• _Your assignment_: Determine how many lines in the entries below contain "senderProc", and output only that number.

BEGIN Extracted material

PR #682, opened 2025-08-11
coredump: coredump server support

etiaro:
## Description

Introduces kernel thread that uses messaging to inform coredump server process about crashed processes and provide any data required for creating coredump for post-mortem analysis with GDB.

## Types of changes

## How Has This Been Tested?

- [x] Tested by hand on: ia32-generic-qemu, armv7r5f-zynqmp-qemu, sparcv8leon-generic-qemu

## Checklist:

## Special treatment

- #670 
- #685 

### DIFF
--- a/coredump/coredump.c
+++ b/coredump/coredump.c
@@ -1,0 +1,378 @@
+/*
+ * Phoenix-RTOS
+ *
+ * Operating system kernel
+ *
+ * Coredump server communication
+ *
+ * Copyright 2025 Phoenix Systems
+ * Author: Jakub Klimek
+ *
+ * This file is part of Phoenix-RTOS.
+ *
+ * %LICENSE%
+ */
+
+#include "coredump.h"
+
+#include "proc/threads.h"
+#include "proc/ports.h"
+#include "include/coredump.h"
+
+static struct {
+	spinlock_t spinlock;
+	thread_t *toDump;
+	process_t *current;
+	thread_t *dumperQ;
+	oid_t oid;
+} coredump_common;
+
+
+int coredump_enqueue(process_t *process)
+{
+	thread_t *thread, *ghost;
+	spinlock_ctx_t sc;
+
+	/* No need to protect process.ghosts, we have the last reference to a dying process */
+	thread = process->ghosts;
+
+	/* Cleanup threads that finished before crash */
+	do {
+		while ((process->ghosts != NULL) && (thread->kstack == NULL)) {
+			ghost = thread;
+			thread = thread->procnext;
+			LIST_REMOVE_EX(&process->ghosts, ghost, procnext, procprev);
+			vm_kfree(ghost);
+		}
+		if (process->ghosts == NULL) {
+			return -ENOENT;
+		}
+		thread = thread->procnext;
+	} while (thread != process->ghosts);
+
+	/* Find crashing thread */
+	do {
+		if ((thread->sigpend & (1U << SIGNULL)) != 0U) {
+			break;
+		}
+		thread = thread->procnext;
+	} while (thread != process->ghosts);
+
+	if ((thread->sigpend & (1U << SIGNULL)) == 0U) {
+		return -ENOENT;
+	}
+
+	hal_spinlockSet(&coredump_common.spinlock, &sc);
+	LIST_ADD(&coredump_common.toDump, thread);
+	(void)proc_threadWakeup(&coredump_common.dumperQ);
+	hal_spinlockClear(&coredump_common.spinlock, &sc);
+
+	return EOK;
+}
+
+
+static size_t coredump_memEntryList(coredump_memseg_t *list, size_t n)
+{
+	map_entry_t *e;
+	size_t segCnt = 0;
+	size_t i = 0;
+
+	(void)proc_lockSet(&coredump_common.current->mapp->lock);
+
+#ifdef NOMMU
+
+	e = coredump_common.current->entries;
+	do {
+		if (((e->prot & PROT_READ) != 0) && ((e->prot & PROT_WRITE) != 0)) {
+			segCnt++;
+			if (i < n) {
+				list[i].startAddr = e->vaddr;
+				list[i].endAddr = e->vaddr + e->size;
+				i++;
+			}
+		}
+		e = e->next;
+	} while (e != coredump_common.current->entries);
+
+#else
+
+	e = lib_treeof(map_entry_t, linkage, lib_rbMinimum(coredump_common.current->mapp->tree.root));
+	while (e != NULL) {
+		if (((e->prot & PROT_READ) != 0U) && ((e->prot & PROT_WRITE) != 0U)) {
+			segCnt++;
+			if (i < n) {
+				list[i].startAddr = e->vaddr;
+				list[i].endAddr = e->vaddr + e->size;
+				i++;
+			}
+		}
+		e = lib_treeof(map_entry_t, linkage, lib_rbNext(&e->linkage));
+	}
+
+#endif
+
+	(void)proc_lockClear(&coredump_common.current->mapp->lock);
+
+	return segCnt;
+}
+
+
+static void coredump_handleMemRead(msg_t *msg, msg_rid_t rid)
+{
+	const coredump_req_t *req = (const coredump_req_t *)msg->i.data;
+	u32 responsePort = req->mem.responsePort;
+	void *startAddr = req->mem.startAddr;
+	size_t len = req->mem.size;
+	msg_t memMsg;
+
+	if (vm_mapBelongs(coredump_common.current, req->mem.startAddr, len) != 0) {
+		msg->o.err = -EINVAL;
+		(void)proc_respond(coredump_common.oid.port, msg, rid);
+		return;
+	}
+	msg->o.err = EOK;
+	(void)proc_respond(coredump_common.oid.port, msg, rid);
+
+	memMsg.type = mtWrite;
+	memMsg.oid.id = 0;
+	memMsg.oid.port = responsePort;
+	memMsg.i.size = len;
+	memMsg.i.data = startAddr;
+	memMsg.o.size = 0;
+
+	(void)proc_sendFromMap(responsePort, &memMsg, coredump_common.current->mapp);
+}
+
+
+static void coredump_handleThreadRead(msg_t *msg, msg_rid_t rid)
+{
+	const coredump_req_t *req = (const coredump_req_t *)msg->i.data;
+	coredump_thread_t *threadResp;
+	thread_t *thread;
+
+	threadResp = (coredump_thread_t *)msg->o.data;
+	thread = coredump_common.current->ghosts;
+	if (thread != NULL) {
+		do {
+			if (proc_getTid(thread) == req->thread.tid) {
+				break;
+			}
+			thread = thread->procnext;
+		} while (thread != coredump_common.current->ghosts);
+	}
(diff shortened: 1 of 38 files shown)


coredump/coredump.c
```diff
@@ -0,0 +1,389 @@
...
+	hal_spinlockSet(&coredump_common.spinlock, &sc);
+	LIST_ADD(&coredump_common.toDump, thread);
+	proc_threadWakeup(&coredump_common.dumperQ);
+	hal_spinlockClear(&coredump_common.spinlock, &sc);
+
+	return EOK;
+}
+
+
+int coredump_memEntryList(coredump_memseg *list, size_t n)
```
julianuziemblo: `static`?

proc/msg-nommu.c
julianuziemblo, line 54: shouldn't this also be just `senderProc` instead of `sender->proc`? It seems that calling it for different process might give the msg wrong pid and priority

proc/msg.c
julianuziemblo, line 376: same here about `senderProc` and `sender->proc`

proc/process.h
```diff
@@ -27,6 +27,14 @@
 
 #define MAX_PID MAX_ID
 
+#ifdef NOMMU
+typedef struct _reloc {
```
julianuziemblo, line 40: `_reloc` name is not used anywhere now, so it doesn't need to exist

coredump/coredump.c
```diff
@@ -0,0 +1,389 @@
...
+#else
+
+	msg->o.err = ENOSYS;
+	proc_respond(coredump_common.oid.port, msg, rid);
+	return ENOSYS;
+#endif
+}
+
+
+int coredump_handleRead(msg_t *msg, msg_rid_t rid)
```
julianuziemblo: `static`?

coredump/coredump.c
```diff
@@ -0,0 +1,389 @@
...
+		default:
+			break;
+	}
+	msg->o.err = EINVAL;
+	proc_respond(coredump_common.oid.port, msg, rid);
+	return EINVAL;
+}
+
+
+int coredump_threadCnt(process_t *process)
```
julianuziemblo: `static`?

coredump/coredump.c
```diff
@@ -0,0 +1,389 @@
...
+	do {
+		count++;
+		t = t->procnext;
+	} while (t != process->ghosts);
+
+	return count;
+}
+
+
+int coredump_isRunning(int pid)
```
julianuziemblo: `static`?

coredump/coredump.c
```diff
@@ -0,0 +1,389 @@
...
+	process_t *p = proc_find(pid);
+	if (p == NULL) {
+		return 0;
+	}
+	proc_put(p);
+	return 1;
+}
+
+
+void coredump_dump(void)
```
julianuziemblo: `static`?

coredump/coredump.c
```diff
@@ -0,0 +1,389 @@
...
+		}
+	} while (msg.type != mtClose);
+
+	coredump_common.current->coredump = 0;
+	proc_put(coredump_common.current);
+	coredump_common.current = NULL;
+}
+
+
+void coredump_msgthr(void *arg)
```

END Extracted material

• _Your response_: 2